> _Task goal_: Give again the entries below exactly, beginning at the first line and ending at the line with "--- a/pushmsixscript/src/pushmsixscript/microsoft_store.py".

##### Supplied material #####

PR #457, opened 2022-01-17
Allow multiple msix uploads in one Store submission

gbrownmozilla:
It turns out we need to upload both 32-bit and 64-bit msix files in one submission to the Microsoft Store.

### DIFF
--- a/pushmsixscript/src/pushmsixscript/artifacts.py
+++ b/pushmsixscript/src/pushmsixscript/artifacts.py
@@ -1,17 +1,13 @@
 from scriptworker_client import artifacts
 from scriptworker_client.exceptions import TaskVerificationError
-from scriptworker_client.utils import get_single_item_from_sequence
 
 
-def get_msix_file_path(config, task):
+def get_msix_file_paths(config, task):
     artifacts_per_task_id, _ = artifacts.get_upstream_artifacts_full_paths_per_task_id(config, task)
 
     all_artifacts = [artifact for artifacts in artifacts_per_task_id.values() for artifact in artifacts]
 
-    return get_single_item_from_sequence(
-        all_artifacts,
-        condition=lambda artifact: artifact.endswith(".store.msix"),
-        ErrorClass=TaskVerificationError,
-        no_item_error_message="No upstream artifact is a store msix",
-        too_many_item_error_message="Too many msix artifacts found",
-    )
+    filtered_artifacts = [item for item in all_artifacts if item.endswith(".store.msix")]
+    if len(filtered_artifacts) == 0:
+        raise TaskVerificationError("No upstream artifact is a store msix")
+    return filtered_artifacts
--- a/pushmsixscript/src/pushmsixscript/microsoft_store.py
+++ b/pushmsixscript/src/pushmsixscript/microsoft_store.py
@@ -35,16 +35,16 @@ DEFAULT_LISTINGS = {
 DEFAULT_ALLOW_TARGET = {"Desktop": True, "Mobile": False, "Holographic": False, "Xbox": False}
 
 
-def push(config, msix_file_path, channel):
-    """Publishes a msix onto a given channel.
+def push(config, msix_file_paths, channel):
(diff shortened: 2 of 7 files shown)


pushmsixscript/src/pushmsixscript/artifacts.py
```diff
@@ -1,17 +1,13 @@
...
     all_artifacts = [artifact for artifacts in artifacts_per_task_id.values() for artifact in artifacts]
 
-    return get_single_item_from_sequence(
-        all_artifacts,
-        condition=lambda artifact: artifact.endswith(".store.msix"),
-        ErrorClass=TaskVerificationError,
-        no_item_error_message="No upstream artifact is a store msix",
-        too_many_item_error_message="Too many msix artifacts found",
-    )
+    filtered_artifacts = [item for item in all_artifacts if item.endswith(".store.msix")]
```
escapewindow, line 10: Do we have any upstreamArtifacts that don't end in `.store.msix` ?
Just curious.

pushmsixscript/src/pushmsixscript/microsoft_store.py
```diff
@@ -148,12 +148,13 @@ def _update_submission(config, channel, session, submission_request, headers, fi
     response = session.put(url, submission_request, headers=headers)
     _log_response(response)
     response.raise_for_status()
-    with open(file_path, "rb") as f:
-        upload_headers = {"x-ms-blob-type": "BlockBlob"}
-        response = requests.put(upload_url, f, headers=upload_headers, timeout=config["request_timeout_seconds"])
-        response.raise_for_status()
-        _log_response(response)
-        # no response body expected
+    for file_path in file_paths:
```
escapewindow, line 151: This is going to be synchronous. We may want to at least test to see if we can submit files concurrently to the store. Are you familiar with async python? The switch to coroutines should be fairly simple; we'd go from

```
async def async_main():
    foo()


def foo():
    bar()


def bar():
    # do stuff
```

to

```
async def async_main():
    await foo()


async def foo():
    await bar()


async def bar():
    # do stuff
```

Mainly, it's easiest if the calling function of your async coroutine is also an async coroutine; it's ok to call synchronous functions if we intend for those steps to be synchronous. This also means we want to go from requests to aiohttp, which is close to a drop-in, with the exception of the extra `await`s. We don't have to make this change in this PR, but this might be a good followup.

pushmsixscript/src/pushmsixscript/script.py
```diff
@@ -12,14 +12,15 @@
 
 
 async def async_main(config, task_dict):
-    msix_file_path = artifacts.get_msix_file_path(config, task_dict)
-    log.info(f"found msix at {msix_file_path}")
-    manifest.verify_msix(msix_file_path)
+    msix_file_paths = artifacts.get_msix_file_paths(config, task_dict)
+    for msix_file_path in msix_file_paths:
+        log.info(f"found msix at {msix_file_path}")
+        manifest.verify_msix(msix_file_path)
```
escapewindow, line 18: If this takes a while to run, we could look at running this async as well as the push.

#####

> _Task result_:
PR #457, opened 2022-01-17
Allow multiple msix uploads in one Store submission

gbrownmozilla:
It turns out we need to upload both 32-bit and 64-bit msix files in one submission to the Microsoft Store.

### DIFF
--- a/pushmsixscript/src/pushmsixscript/artifacts.py
+++ b/pushmsixscript/src/pushmsixscript/artifacts.py
@@ -1,17 +1,13 @@
 from scriptworker_client import artifacts
 from scriptworker_client.exceptions import TaskVerificationError
-from scriptworker_client.utils import get_single_item_from_sequence
 
 
-def get_msix_file_path(config, task):
+def get_msix_file_paths(config, task):
     artifacts_per_task_id, _ = artifacts.get_upstream_artifacts_full_paths_per_task_id(config, task)
 
     all_artifacts = [artifact for artifacts in artifacts_per_task_id.values() for artifact in artifacts]
 
-    return get_single_item_from_sequence(
-        all_artifacts,
-        condition=lambda artifact: artifact.endswith(".store.msix"),
-        ErrorClass=TaskVerificationError,
-        no_item_error_message="No upstream artifact is a store msix",
-        too_many_item_error_message="Too many msix artifacts found",
-    )
+    filtered_artifacts = [item for item in all_artifacts if item.endswith(".store.msix")]
+    if len(filtered_artifacts) == 0:
+        raise TaskVerificationError("No upstream artifact is a store msix")
+    return filtered_artifacts
--- a/pushmsixscript/src/pushmsixscript/microsoft_store.py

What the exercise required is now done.